# [Given entries]
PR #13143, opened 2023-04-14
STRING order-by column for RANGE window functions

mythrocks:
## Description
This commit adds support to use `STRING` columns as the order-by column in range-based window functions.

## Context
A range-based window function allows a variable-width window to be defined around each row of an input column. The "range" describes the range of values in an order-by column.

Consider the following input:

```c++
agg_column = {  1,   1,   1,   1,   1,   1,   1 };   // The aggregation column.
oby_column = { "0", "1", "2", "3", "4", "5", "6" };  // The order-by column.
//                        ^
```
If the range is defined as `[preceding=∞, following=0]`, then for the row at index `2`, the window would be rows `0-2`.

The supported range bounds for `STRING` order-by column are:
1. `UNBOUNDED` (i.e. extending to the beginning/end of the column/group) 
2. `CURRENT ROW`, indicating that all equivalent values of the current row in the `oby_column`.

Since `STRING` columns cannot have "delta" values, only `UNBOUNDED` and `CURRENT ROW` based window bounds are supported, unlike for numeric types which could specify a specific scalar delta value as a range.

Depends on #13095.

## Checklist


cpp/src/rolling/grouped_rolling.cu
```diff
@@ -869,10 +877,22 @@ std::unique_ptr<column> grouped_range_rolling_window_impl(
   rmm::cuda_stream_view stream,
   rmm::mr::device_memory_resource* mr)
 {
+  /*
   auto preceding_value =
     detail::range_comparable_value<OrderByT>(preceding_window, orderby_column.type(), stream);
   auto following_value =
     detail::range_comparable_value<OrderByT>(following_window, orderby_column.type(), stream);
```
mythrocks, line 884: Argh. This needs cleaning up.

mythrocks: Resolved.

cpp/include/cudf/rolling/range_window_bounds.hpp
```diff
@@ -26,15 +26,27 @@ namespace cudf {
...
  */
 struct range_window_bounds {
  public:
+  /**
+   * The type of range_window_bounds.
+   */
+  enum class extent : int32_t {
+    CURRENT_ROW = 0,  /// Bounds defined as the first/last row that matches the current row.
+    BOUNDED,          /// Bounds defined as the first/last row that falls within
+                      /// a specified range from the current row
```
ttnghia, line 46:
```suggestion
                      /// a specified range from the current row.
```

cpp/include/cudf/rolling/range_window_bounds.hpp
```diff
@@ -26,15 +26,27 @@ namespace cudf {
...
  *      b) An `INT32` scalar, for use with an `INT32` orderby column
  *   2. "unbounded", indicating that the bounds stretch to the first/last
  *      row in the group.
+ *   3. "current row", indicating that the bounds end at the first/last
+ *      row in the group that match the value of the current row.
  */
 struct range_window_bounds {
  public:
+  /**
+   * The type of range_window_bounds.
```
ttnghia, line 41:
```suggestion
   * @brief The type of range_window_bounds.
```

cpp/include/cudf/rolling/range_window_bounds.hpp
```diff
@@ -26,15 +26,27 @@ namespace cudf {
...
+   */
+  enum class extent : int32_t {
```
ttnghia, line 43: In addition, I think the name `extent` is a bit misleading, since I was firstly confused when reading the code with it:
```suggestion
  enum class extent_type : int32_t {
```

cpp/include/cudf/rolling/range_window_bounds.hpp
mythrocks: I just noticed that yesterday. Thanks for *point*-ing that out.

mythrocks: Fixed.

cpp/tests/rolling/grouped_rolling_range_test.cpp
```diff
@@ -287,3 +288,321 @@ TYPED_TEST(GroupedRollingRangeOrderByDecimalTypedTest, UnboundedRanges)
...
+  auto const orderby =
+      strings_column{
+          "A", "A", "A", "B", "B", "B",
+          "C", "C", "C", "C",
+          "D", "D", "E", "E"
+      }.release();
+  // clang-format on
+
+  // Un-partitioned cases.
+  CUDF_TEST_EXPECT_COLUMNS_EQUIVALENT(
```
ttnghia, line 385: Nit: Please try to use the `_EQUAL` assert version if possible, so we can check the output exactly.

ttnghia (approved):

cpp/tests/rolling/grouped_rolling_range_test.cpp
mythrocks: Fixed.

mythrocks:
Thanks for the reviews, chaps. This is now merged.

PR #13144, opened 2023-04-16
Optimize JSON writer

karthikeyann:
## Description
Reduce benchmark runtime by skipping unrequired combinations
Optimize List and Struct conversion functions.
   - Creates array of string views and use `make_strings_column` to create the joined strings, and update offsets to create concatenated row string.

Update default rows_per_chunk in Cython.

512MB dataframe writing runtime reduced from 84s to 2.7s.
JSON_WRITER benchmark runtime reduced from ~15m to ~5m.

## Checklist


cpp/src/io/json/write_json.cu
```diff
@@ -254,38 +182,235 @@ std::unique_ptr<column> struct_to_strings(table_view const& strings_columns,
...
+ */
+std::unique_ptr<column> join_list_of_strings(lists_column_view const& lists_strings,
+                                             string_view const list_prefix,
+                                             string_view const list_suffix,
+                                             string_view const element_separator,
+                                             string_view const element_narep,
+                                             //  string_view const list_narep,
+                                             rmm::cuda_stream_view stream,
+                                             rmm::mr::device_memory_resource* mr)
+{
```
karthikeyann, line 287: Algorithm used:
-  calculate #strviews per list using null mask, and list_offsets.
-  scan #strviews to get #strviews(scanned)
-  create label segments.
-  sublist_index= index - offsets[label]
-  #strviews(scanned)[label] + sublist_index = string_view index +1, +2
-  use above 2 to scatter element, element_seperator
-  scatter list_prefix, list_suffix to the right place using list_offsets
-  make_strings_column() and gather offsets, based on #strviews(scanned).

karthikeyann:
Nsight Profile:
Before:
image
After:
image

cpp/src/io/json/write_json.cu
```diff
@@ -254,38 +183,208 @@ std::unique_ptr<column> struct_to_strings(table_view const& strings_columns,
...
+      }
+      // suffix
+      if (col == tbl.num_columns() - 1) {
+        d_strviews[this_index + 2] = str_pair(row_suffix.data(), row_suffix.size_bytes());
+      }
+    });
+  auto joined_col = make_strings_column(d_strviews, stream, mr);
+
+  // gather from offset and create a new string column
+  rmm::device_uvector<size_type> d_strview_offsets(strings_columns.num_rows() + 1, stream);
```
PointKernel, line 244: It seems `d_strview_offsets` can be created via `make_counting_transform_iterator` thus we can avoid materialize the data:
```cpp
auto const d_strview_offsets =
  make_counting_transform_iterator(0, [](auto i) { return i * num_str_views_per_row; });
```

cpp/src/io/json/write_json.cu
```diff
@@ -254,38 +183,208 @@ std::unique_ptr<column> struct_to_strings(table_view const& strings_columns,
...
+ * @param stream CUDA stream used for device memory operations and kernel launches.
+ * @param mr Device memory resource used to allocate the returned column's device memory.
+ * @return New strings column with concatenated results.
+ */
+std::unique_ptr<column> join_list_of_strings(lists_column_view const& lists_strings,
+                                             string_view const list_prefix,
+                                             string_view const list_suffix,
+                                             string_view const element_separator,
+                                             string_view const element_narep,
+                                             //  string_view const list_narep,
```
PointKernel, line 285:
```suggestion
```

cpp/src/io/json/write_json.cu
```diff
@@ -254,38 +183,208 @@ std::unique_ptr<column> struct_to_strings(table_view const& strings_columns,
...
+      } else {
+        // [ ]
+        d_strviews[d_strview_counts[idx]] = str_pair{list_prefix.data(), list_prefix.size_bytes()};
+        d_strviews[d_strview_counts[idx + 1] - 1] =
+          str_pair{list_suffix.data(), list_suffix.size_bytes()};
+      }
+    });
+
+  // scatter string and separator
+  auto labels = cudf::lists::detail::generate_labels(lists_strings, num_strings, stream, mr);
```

# [What the task requires]
Scan the lines above for the word "last" and copy every one where it occurs.

# [Reply to the task]
+    CURRENT_ROW = 0,  /// Bounds defined as the first/last row that matches the current row.
+    BOUNDED,          /// Bounds defined as the first/last row that falls within
  *   2. "unbounded", indicating that the bounds stretch to the first/last
+ *   3. "current row", indicating that the bounds end at the first/last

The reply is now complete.